We have been caring for our hog, to the letter of the advice on the extensive reading we did before and after acquiring the hog, however she is becoming grumpier and more and more timid to the point that she is basically unhandleable as of right now.

We try to get her out every evening, and sit with her on our laps, giving her opportunity to come out of her sleeping bag on her own account, as we don't want to stress her by sort of tipping her out of her bag.

We're trying to hand feed her with mealworms and crickets too (but not too much) and she is quite willing to come to us to eat the live food, but retreats to her bag immediately afterwards.

She does the huff/sneeze and raising of quills constantly, and we're beginning to worry that she is going to bite as she turns around so violently if you try and touch her.

The really strange thing is that often she doesn't appear to be scared of us exactly, more just extremely grumpy and antisocial. She also does sleep _constantly_ she only gets up to eat it seems.

We've also put worn clothing in her cage to act as her bed so she can get used to our smell, but she rejects it and sleeps in her grassy tunnel instead.
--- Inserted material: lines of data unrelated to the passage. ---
PR #22832, opened 2025-06-02
[Docs Site] Add tags filter to /search/

KianNH:
### Summary

Add tags filter to /search/

Fixes the "update URL with params" logic to remove params when all refinements are unticked and support multiple params to be set at once now that we have multiple filters.

### DIFF
--- a/src/components/search/InstantSearch.tsx
+++ b/src/components/search/InstantSearch.tsx
@@ -34,6 +34,22 @@ function SearchBox(props: UseSearchBoxProps) {
 		}
 	}, []);
 
+	useEffect(() => {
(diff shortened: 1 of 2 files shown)


kodster28 (approved):
Is there a way to also sync the URL query params with the entered search term?

Maybe this is a future ask since it's like this in the current state too... but it feels more out of place with the tags / products getting appended to your current URL.

So you'd get something like, `/search/?q=test&tags=Hono`? It respects this logic when you load the page, but the URL doesn't update when you update the search term.

kodster28 (approved):
LGTM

We've just bought a plastic animal pen and plastic ball for her to run around in, and hopefully that will give her something to enjoy coming out for, but otherwise I'm slightly at my wit's end.

I know it has only been three weeks since christmas, and if she hadn't improved much in that time I could understand, knowing that animal socialisation can take considerable time, but it's that she has become soooo much worse. 

Any help or advice very gratefully received.


----------



## pgag_1_york (Mar 12, 2008)

Hi

can we get some more details plz,

how old is she? what set up are you using? where about did she come from

could be a few things really and they can also take some time to settle in,

have you ruled out the possibility of any illness or mites etc....?

you could also try having a look at the bonding and behaviour section here Pygmy Hogs UK - African Pygmy Hedgehog Forum are a few topics on huffy hogs


----------



## jakakadave (Dec 29, 2009)

She's about 15 weeks old and she is in an indoor rabbit hutch measuring approx 36" x 24". She has, as a temporary measure got canine incontinence sheets down as her substrate. We stopped using wood shavings as provided by the breeder as they got stuck to her and her bedding. We're in the process of making floor coverings out of two layers of corduroy with a layer of fleece in the middle. For warmth we have a whelping matt and a ceramic heat lamp which seem to provide enough warmth.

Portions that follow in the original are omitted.